接下来是添加Fetcher请求,向Remote Broker请求那些本地不是leader的分区的数据。摘取片段如下:INFO [ReplicaFetcherManager on broker 3] Added fetcher for partitions List([topic1-8, initOffset 6538 to broker BrokerEndPoint(1,10.45.4.9,9092)] ,[topic2-9, initOffset 0 to broker BrokerEndPoint(1,10.45.4.9,9092)]...)
ReplicaFetcherThread
每个ReplicaManager不仅要维护一个producer的炼狱(delayedProducePurgatory),还维护了一个fetcher的炼狱(delayedFetchPurgatory)。fetch这个操作不仅仅是由consumer触发的,followers备份消息也是通过向leader fetch实现的。
ReplicaFetcherManager
- ReplicaFetcherManager管理着ReplicaFetcherThread的创建和关闭工作。
- 该manager的命名格式为:“ReplicaFetcherManager on broker $ID”
thread
- fetcher的数量由
num.replica.fetchers
控制:(31 * topic.hashCode() + partitionId) % numFetchers
,当该参数设置为4,那么 $fetcherId∈[0,1,2,3]$,对于3节点replicas=2的集群,每个broker需要$4*2=8$个fetcherThread:val partitionsPerFetcher = partitionAndOffsets.groupBy{ case(topicAndPartition, brokerAndInitialOffset) =>
BrokerAndFetcherId(brokerAndInitialOffset.broker, getFetcherId(topicAndPartition.topic, topicAndPartition.partition))}
上面的代码中将partition-broker这个map按照broker->fetcherId的对应关系进行分组。

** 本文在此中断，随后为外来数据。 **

PR #6173, opened 2016-07-27
Fix to #474 - Query: Improve translation of String's StartsWith, EndsWith and Contains

maumar:
**PROVIDERS BEWARE:**

Linq translation for methods Contains, EndsWith and StartsWith that we have in the Relational package uses LIKE operator, which may return incorrect results if the value parameter (what we are searching for) contains wildcard characters, e.g. '%' or '_'.

This issue addresses SqlServer and Sqlite providers, but all other providers will still use the old translation. 

**Each provider that can be affected by this should implement their own MethodCallTranslators for Contains, EndsWith and StartsWith.**

We were returning wrong results for StartsWith, EndsWith and Contains with patters containing wildcard characters (%, _)

Fix is to improve the translation as follows:

Contains:
(CHARINDEX(pattern, string) > 0) OR pattern = ''

StartsWith:
(string LIKE pattern + "%" AND CHARINDEX(pattern, string) = 1) OR pattern = ''

EndsWith:
(RIGHT(string, LEN(pattern) = pattern) OR pattern = ''

We can sometimes remove the final term (pattern = ''), i.e. when the pattern is a constant. If it's value is '', we just return true, otherwise the final term is redundant and will not be generated.
We can't really do same trick for parameters without changing the way caching works (currently it only looks at the nullability of the parameter, but in this case the value itself is important)

### DIFF
--- a/src/Microsoft.EntityFrameworkCore.Relational/Properties/RelationalStrings.resx
+++ b/src/Microsoft.EntityFrameworkCore.Relational/Properties/RelationalStrings.resx
@@ -198,6 +198,9 @@
   <data name="PossibleUnintendedUseOfEquals" xml:space="preserve">
     <value>Possible unintended use of method Equals(object) for arguments of different types: '{left}', '{right}'. This comparison will always return 'false'.</value>
   </data>
+  <data name="PossibleIncorrectResultsUsingLikeOperator" xml:space="preserve">
+    <value>Linq translation for method '{function}' used by this database provider can return incorrect results when the value argument contains wildcard characters (e.g. '%' or '_').</value>
+  </data>
   <data name="StoredProcedureIncludeNotSupported" xml:space="preserve">
     <value>The Include operation is not supported when calling a stored procedure.</value>
   </data>
--- a/src/Microsoft.EntityFrameworkCore.Relational/Query/ExpressionTranslators/RelationalCompositeMethodCallTranslator.cs
+++ b/src/Microsoft.EntityFrameworkCore.Relational/Query/ExpressionTranslators/RelationalCompositeMethodCallTranslator.cs
@@ -27,11 +27,11 @@ namespace Microsoft.EntityFrameworkCore.Query.ExpressionTranslators
             _methodCallTranslators
                 = new List<IMethodCallTranslator>
                 {
-                    new ContainsTranslator(),
-                    new EndsWithTranslator(),
+                    new ContainsTranslator(logger),
+                    new EndsWithTranslator(logger),
                     new EqualsTranslator(logger),
                     new IsNullOrEmptyTranslator(),
-                    new StartsWithTranslator()
+                    new StartsWithTranslator(logger)
                 };
         }
 
@@ -55,6 +55,6 @@ namespace Microsoft.EntityFrameworkCore.Query.ExpressionTranslators
         /// </summary>
         /// <param name="translators"> The translators. </param>
         protected virtual void AddTranslators([NotNull] IEnumerable<IMethodCallTranslator> translators)
-            => _methodCallTranslators.AddRange(translators);
+            => _methodCallTranslators.InsertRange(0, translators);
     }
 }
--- a/src/Microsoft.EntityFrameworkCore.Relational/Query/Sql/DefaultQuerySqlGenerator.cs
+++ b/src/Microsoft.EntityFrameworkCore.Relational/Query/Sql/DefaultQuerySqlGenerator.cs
@@ -1411,6 +1411,13 @@ namespace Microsoft.EntityFrameworkCore.Query.Sql
 
                     return expression;
                 }
+                case ExpressionType.Negate:
+                {
+                    _relationalCommandBuilder.Append("-");
+                    Visit(expression.Operand);
+
+                    return expression;
+                }
             }
 
             return base.VisitUnary(expression);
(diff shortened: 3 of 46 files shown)


maumar:
@divega @anpete

src/Microsoft.EntityFrameworkCore.Relational/Query/ExpressionTranslators/RelationalCompositeMethodCallTranslator.cs
```diff
@@ -55,6 +55,6 @@ public virtual Expression Translate(MethodCallExpression methodCallExpression)
         /// </summary>
         /// <param name="translators"> The translators. </param>
         protected virtual void AddTranslators([NotNull] IEnumerable<IMethodCallTranslator> translators)
-            => _methodCallTranslators.AddRange(translators);
+            => _methodCallTranslators.InsertRange(0, translators);
```
maumar: this technically is a breaking change. Current behavior is that we run relational translators first, and after that we run provider-specific translators (so if provider wants to override our relational implementation, they can't - translation is short-circuited after the first translator is able to handle the expression). 

This change reverses the order, to allow providers to override our default implementations with their own. However if a provider already has a buggy implementation that was just not being called ever, now things could start to fail :)

divega:
`EndsWith()` should actually be = 1 instead of > 0, right?

divega:
Ah, it seems all right in the code.

divega:
Couple of additional  thoughts on `EndsWith()`:
- Perhaps reversing the strings is exesive. We could just check if the result of `CHARINDEX()` matches the length of the string minus the length of the pattern. 
- On the other hand, using `REVERSE()` might be clever if you can define a computed index on the reverse of the string, so we could actually use `LIKE` just as with `StartsWith()` (but with the reversed strings)  and there is a chance that the query would be sargable again.

maumar:
@divega that was my initial idea, but it doesn't work if you have multiple occurrences of the pattern. CHARINDEX matches the first one, so we would get some false negatives.

divega:
Ah, good point! Maybe `RIGHT(string, LEN(pattern)) = pattern`? BTW, a similar pattern could work instead of `CHARINDEX()` for `StartsWith()`. 

Anyway, the idea of `LIKE` with `REVERSE()` also seems intriguing. Let's chat?

maumar:
@divega @anpete new version up

src/Microsoft.EntityFrameworkCore.Relational/Query/Sql/DefaultQuerySqlGenerator.cs
```diff
@@ -1632,21 +1632,27 @@ protected override Expression VisitBinary(BinaryExpression expression)
                 }
                 else
                 {
+                    Expression newLeft;
```
maumar: @smitpatel  can u take a look at this bit also?

test/Microsoft.EntityFrameworkCore.SqlServer.FunctionalTests/QueryBugsTest.cs
```diff
@@ -1321,6 +1323,694 @@ public class Comment5456
...
+                    .ToList().Select(r => new { r.c1.FirstName, r.c2.LastName, r.c1.NullableBool }).OrderBy(r => r.FirstName).ThenBy(r => r.LastName).ToList();
+
+                Assert.Equal(result.Count, expected.Count);
+                for (int i = 0; i < result.Count; i++)
+                {
+                    Assert.True(expected[i].FirstName == result[i].FirstName);
+                    Assert.True(expected[i].LastName == result[i].LastName);
+                }
+
+                Assert.Equal(
```
maumar: there is a discrepancy between CLR semantics and the result we have here - if the EndsWith that takes null as argumens and its compared (!=) to null, we would expect to get positive result, but we get a negative instead. Reason is that EndsWith term is converted to CASE block as it's a search condition, a boolean value is expected, and that case block never returns null. I don't think we can do anything about this case, but it shouldn't be a big deal, because C# would throw in this case anyway :)

src/Microsoft.EntityFrameworkCore.Relational/Query/Sql/DefaultQuerySqlGenerator.cs
smitpatel: LGTM.

src/Microsoft.EntityFrameworkCore.SqlServer/Query/ExpressionTranslators/Internal/SqlServerCompositeMethodCallTranslator.cs
```diff
@@ -29,7 +29,10 @@ public class SqlServerCompositeMethodCallTranslator : RelationalCompositeMethodC
             new SqlServerStringTrimEndTranslator(),
             new SqlServerStringTrimStartTranslator(),
             new SqlServerStringTrimTranslator(),
-            new SqlServerConvertTranslator()
+            new SqlServerConvertTranslator(),
+            new SqlServerContainsCharIndexTranslator(),
```
smitpatel: nit: Alphabetical order?

test/Microsoft.EntityFrameworkCore.SqlServer.FunctionalTests/FunkyDataQuerySqlServerFixture.cs
```diff
@@ -0,0 +1,66 @@
...
+            optionsBuilder
+                .EnableSensitiveDataLogging()
+                .UseInternalServiceProvider(_serviceProvider)
+                .UseSqlServer(testStore.Connection);
+
+            var context = new FunkyDataContext(optionsBuilder.Options);
+
+            context.ChangeTracker.QueryTrackingBehavior = QueryTrackingBehavior.NoTracking;
+
+            context.Database.UseTransaction(testStore.Transaction);
```
anpete: Need a transaction here?

anpete:
:shipit:

divega:
@maumar should this be "providers-beware" in case they need to provide their own translations/tweak the relational one? In that case can you describe what they will need to do?

Otherwise :shipit:

divega:
One more thing, I think it would be worth running some numbers to understand if there is any impact on perf for SQL Server and SQLite.

ErikEJ:
Please very much providers beware...

maumar:
@divega Will add the providers-beware tag. Existing providers would be affected if they don't want their translators to run (because they are broken) and run our, relational, translators instead. Fix would be to remove those buggy translators from their code.

src/Microsoft.EntityFrameworkCore.Relational/Properties/RelationalStrings.resx
```diff
@@ -198,6 +198,9 @@
   <data name="PossibleUnintendedUseOfEquals" xml:space="preserve">
     <value>Possible unintended use of method Equals(object) for arguments of different types: '{left}', '{right}'. This comparison will always return 'false'.</value>
   </data>
+  <data name="PossibleIncorrectResultsUsingLikeOperator" xml:space="preserve">
+    <value>Translation for method '{function}' used by this database provider can return incorrect results when the value argument contains wildcard characters (e.g. '%' or '_').</value>
```
maumar: @anpete @ajcvickers can you guys take a look at the message?

divega:
@maumar and I looked together at the perf and it is looking good. We also checked that the translation of `String.StrathsWith()` is sargable. 

@maumar has added a warning if the default (quirky) relational translation ends up being used.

- fetcherThread的命名方式为:ReplicaFetcherThread-fetcherId-brokerId
- ReplicaFetcherThread是个定时执行的线程,执行间隔由
replica.fetch.backoff.ms
控制,默认为1s - 每个ReplicaFethcerThread的fetch目标是一个broker上的若干topic-partition
工作流程
processPartitionData
当前:
: broker2作为test-1的follower
: 其LEO值为17314
: leader的HW=17314
: FetchRequest中的fetchOffset = 17314
收到一条消息:
[ReplicaFetcherThread-3-1], Follower 2 has replica log end offset 17314 for partition test-1. Received 45 messages and leader hw 17314
对log执行append操作
[ReplicaFetcherThread-3-1], Follower 2 has replica log end offset 17315 after appending 45 bytes of messages for partition test-1
与
appendMessagesToLeader
时不相同的是,follower执行append操作不会再进行offset配置操作,用得就是leader传过来的offset
- 设置follower的HW值
[ReplicaFetcherThread-3-1], Follower 2 set replica high watermark for partition [test,1] to 17314
1s后再次fetch到消息:[ReplicaFetcherThread-3-1], Follower 2 has replica log end offset 17315 for partition test-1. Received 45 messages and leader hw 17315
[ReplicaFetcherThread-3-1], Follower 2 has replica log end offset 17316 after appending 45 bytes of messages for partition test-1
[ReplicaFetcherThread-3-1], Follower 2 set replica high watermark for partition [test,1] to 17315
由上面的日志可以注意到:
- LEO的值由17314 => 17315,这是因为前面执行的Log.append操作使得nextOffsetMetadata的值+1
- leader的HW值变成了17315,这是由于leader检测到了followers(就是broker2)LEO的最小值已经变成了17315,所以更新了HW值,具体实现在Increment HW中有介绍
handleOffsetOutOfRange
当ReplicaFether的fetchOffset不在leader的offset之内(即大于最大值或者小于最小值),那么就会收到
OffsetOutOfRangeException
假设当前test-1这个partition的leader为1,新增broker2作为follower
broker2在catch up的过程中broker1挂了,broker2被选为leader。(需要unclean.leader.election.enable
配置为1,才能允许这样的脏选举)
情况一、Replica fetchOffset > leader LEO
broker1在恢复后,成为了follower,向leader发送ReplicaFetcherRequest,其中fetchOffset=7,该值大于leader的LEO,所以需要将broker1上该分区的Log执行truncate操作使得LEO值与leader保持一致。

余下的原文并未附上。